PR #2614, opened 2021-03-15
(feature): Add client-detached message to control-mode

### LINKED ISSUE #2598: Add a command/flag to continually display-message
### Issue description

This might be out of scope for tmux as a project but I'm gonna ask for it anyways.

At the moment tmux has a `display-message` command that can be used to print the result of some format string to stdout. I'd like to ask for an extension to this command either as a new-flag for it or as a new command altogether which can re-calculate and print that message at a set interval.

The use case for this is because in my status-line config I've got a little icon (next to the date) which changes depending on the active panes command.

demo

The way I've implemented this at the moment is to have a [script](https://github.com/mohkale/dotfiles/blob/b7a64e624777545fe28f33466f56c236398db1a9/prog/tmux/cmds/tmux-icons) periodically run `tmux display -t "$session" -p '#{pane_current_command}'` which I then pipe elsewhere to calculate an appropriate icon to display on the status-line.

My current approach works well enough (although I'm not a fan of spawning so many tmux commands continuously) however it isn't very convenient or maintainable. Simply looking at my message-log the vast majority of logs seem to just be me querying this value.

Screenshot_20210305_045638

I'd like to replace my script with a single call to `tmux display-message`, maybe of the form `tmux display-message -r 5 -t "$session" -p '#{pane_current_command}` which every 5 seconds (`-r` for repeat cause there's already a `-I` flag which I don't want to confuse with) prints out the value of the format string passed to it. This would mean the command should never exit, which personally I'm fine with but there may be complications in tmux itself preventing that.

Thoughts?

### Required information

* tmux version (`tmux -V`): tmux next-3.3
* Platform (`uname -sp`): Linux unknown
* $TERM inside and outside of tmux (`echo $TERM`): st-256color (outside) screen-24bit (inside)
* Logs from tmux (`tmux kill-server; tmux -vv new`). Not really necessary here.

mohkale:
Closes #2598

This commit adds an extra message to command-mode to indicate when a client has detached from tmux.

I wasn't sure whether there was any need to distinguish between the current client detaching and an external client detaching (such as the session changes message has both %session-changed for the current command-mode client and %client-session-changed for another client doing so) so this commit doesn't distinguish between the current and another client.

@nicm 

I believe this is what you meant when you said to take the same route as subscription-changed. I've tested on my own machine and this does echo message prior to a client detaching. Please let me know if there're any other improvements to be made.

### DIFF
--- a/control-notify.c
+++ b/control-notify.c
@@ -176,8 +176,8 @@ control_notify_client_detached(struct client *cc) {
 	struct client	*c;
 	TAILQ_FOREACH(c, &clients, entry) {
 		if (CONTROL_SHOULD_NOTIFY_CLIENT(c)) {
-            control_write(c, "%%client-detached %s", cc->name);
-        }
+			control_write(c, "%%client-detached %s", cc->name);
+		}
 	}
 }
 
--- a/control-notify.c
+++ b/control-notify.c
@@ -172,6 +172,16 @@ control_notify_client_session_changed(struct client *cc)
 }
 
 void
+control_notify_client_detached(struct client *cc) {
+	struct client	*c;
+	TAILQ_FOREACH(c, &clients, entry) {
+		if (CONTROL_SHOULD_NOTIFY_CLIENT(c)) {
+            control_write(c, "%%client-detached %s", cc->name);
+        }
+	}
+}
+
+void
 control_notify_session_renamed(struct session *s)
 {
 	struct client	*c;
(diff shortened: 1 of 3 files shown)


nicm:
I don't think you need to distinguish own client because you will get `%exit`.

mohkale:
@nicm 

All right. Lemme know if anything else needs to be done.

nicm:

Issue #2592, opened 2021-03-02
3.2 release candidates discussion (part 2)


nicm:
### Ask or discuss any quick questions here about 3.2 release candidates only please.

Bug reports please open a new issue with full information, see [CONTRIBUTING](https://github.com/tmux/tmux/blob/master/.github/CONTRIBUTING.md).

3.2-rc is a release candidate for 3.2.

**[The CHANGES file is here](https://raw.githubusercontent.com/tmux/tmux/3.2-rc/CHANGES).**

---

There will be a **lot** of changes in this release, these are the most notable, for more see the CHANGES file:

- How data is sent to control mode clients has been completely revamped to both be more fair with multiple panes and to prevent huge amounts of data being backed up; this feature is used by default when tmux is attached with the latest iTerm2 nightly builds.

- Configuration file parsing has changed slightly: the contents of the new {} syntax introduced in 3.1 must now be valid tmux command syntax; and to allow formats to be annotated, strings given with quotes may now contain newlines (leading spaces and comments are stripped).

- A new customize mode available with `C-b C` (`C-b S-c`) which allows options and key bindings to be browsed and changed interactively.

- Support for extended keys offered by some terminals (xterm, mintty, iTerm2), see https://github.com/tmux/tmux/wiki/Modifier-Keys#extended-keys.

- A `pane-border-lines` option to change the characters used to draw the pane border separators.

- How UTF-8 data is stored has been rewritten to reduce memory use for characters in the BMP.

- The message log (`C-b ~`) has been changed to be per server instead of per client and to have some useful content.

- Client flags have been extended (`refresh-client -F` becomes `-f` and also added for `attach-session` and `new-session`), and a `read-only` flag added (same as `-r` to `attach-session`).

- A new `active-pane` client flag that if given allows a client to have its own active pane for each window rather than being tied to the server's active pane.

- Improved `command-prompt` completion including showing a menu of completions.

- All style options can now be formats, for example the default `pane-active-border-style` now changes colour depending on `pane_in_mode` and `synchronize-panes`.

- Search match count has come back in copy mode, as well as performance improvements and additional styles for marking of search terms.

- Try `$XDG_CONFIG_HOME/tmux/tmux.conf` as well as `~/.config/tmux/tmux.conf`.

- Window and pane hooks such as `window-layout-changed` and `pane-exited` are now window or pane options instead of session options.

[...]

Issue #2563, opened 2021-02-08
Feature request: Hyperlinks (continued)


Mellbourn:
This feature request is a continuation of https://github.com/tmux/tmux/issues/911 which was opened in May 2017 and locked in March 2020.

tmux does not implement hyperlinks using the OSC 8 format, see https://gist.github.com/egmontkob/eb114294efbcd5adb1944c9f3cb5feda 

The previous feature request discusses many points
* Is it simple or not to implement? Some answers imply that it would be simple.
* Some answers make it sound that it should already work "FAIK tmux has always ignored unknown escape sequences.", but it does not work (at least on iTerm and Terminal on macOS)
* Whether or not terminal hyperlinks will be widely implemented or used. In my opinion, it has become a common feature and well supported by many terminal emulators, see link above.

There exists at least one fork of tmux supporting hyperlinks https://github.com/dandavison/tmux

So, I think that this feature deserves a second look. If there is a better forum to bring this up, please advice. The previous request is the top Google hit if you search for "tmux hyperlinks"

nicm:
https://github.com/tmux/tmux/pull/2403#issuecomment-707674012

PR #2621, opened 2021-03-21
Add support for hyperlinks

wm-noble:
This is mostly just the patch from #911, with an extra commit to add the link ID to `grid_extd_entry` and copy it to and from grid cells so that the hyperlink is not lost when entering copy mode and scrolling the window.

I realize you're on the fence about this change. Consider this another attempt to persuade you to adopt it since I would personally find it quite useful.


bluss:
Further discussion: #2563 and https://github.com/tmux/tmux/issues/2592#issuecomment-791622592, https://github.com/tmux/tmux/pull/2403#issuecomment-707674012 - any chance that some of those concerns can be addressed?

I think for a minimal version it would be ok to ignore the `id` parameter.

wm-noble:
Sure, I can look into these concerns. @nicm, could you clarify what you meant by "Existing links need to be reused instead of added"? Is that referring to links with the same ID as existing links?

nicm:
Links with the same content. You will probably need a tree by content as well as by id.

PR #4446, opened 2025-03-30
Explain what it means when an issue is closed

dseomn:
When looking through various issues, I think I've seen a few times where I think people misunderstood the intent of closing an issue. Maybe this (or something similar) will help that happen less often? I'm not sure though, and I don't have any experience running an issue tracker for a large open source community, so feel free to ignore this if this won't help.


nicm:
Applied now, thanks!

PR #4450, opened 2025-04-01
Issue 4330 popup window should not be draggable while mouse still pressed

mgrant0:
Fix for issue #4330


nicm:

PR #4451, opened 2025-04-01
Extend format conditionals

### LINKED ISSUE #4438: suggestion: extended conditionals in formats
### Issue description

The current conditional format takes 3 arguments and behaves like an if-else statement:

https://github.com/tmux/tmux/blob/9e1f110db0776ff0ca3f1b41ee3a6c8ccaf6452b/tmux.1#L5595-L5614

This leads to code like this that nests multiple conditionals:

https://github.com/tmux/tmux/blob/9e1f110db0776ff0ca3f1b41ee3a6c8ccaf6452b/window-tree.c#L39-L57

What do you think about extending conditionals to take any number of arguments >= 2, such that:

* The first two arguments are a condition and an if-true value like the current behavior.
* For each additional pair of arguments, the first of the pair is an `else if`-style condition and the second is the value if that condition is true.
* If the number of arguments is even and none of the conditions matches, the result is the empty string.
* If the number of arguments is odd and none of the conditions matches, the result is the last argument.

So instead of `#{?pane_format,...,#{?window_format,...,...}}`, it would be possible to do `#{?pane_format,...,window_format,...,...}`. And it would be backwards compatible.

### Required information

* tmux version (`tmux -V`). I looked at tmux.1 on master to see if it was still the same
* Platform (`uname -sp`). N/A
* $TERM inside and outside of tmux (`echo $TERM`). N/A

┄┄┄┄┄┄┄┄┄┄┄┄┄┄┄┄┄┄┄┄

> [WHAT IS REQUIRED] Copy exactly the lines above, starting at the opening line and finishing at the line in which "This commit adds" occurs.

> [TASK RESULT]
PR #2614, opened 2021-03-15
(feature): Add client-detached message to control-mode

### LINKED ISSUE #2598: Add a command/flag to continually display-message
### Issue description

This might be out of scope for tmux as a project but I'm gonna ask for it anyways.

At the moment tmux has a `display-message` command that can be used to print the result of some format string to stdout. I'd like to ask for an extension to this command either as a new-flag for it or as a new command altogether which can re-calculate and print that message at a set interval.

The use case for this is because in my status-line config I've got a little icon (next to the date) which changes depending on the active panes command.

demo

The way I've implemented this at the moment is to have a [script](https://github.com/mohkale/dotfiles/blob/b7a64e624777545fe28f33466f56c236398db1a9/prog/tmux/cmds/tmux-icons) periodically run `tmux display -t "$session" -p '#{pane_current_command}'` which I then pipe elsewhere to calculate an appropriate icon to display on the status-line.

My current approach works well enough (although I'm not a fan of spawning so many tmux commands continuously) however it isn't very convenient or maintainable. Simply looking at my message-log the vast majority of logs seem to just be me querying this value.

Screenshot_20210305_045638

I'd like to replace my script with a single call to `tmux display-message`, maybe of the form `tmux display-message -r 5 -t "$session" -p '#{pane_current_command}` which every 5 seconds (`-r` for repeat cause there's already a `-I` flag which I don't want to confuse with) prints out the value of the format string passed to it. This would mean the command should never exit, which personally I'm fine with but there may be complications in tmux itself preventing that.

Thoughts?

### Required information

* tmux version (`tmux -V`): tmux next-3.3
* Platform (`uname -sp`): Linux unknown
* $TERM inside and outside of tmux (`echo $TERM`): st-256color (outside) screen-24bit (inside)
* Logs from tmux (`tmux kill-server; tmux -vv new`). Not really necessary here.

mohkale:
Closes #2598

This commit adds an extra message to command-mode to indicate when a client has detached from tmux.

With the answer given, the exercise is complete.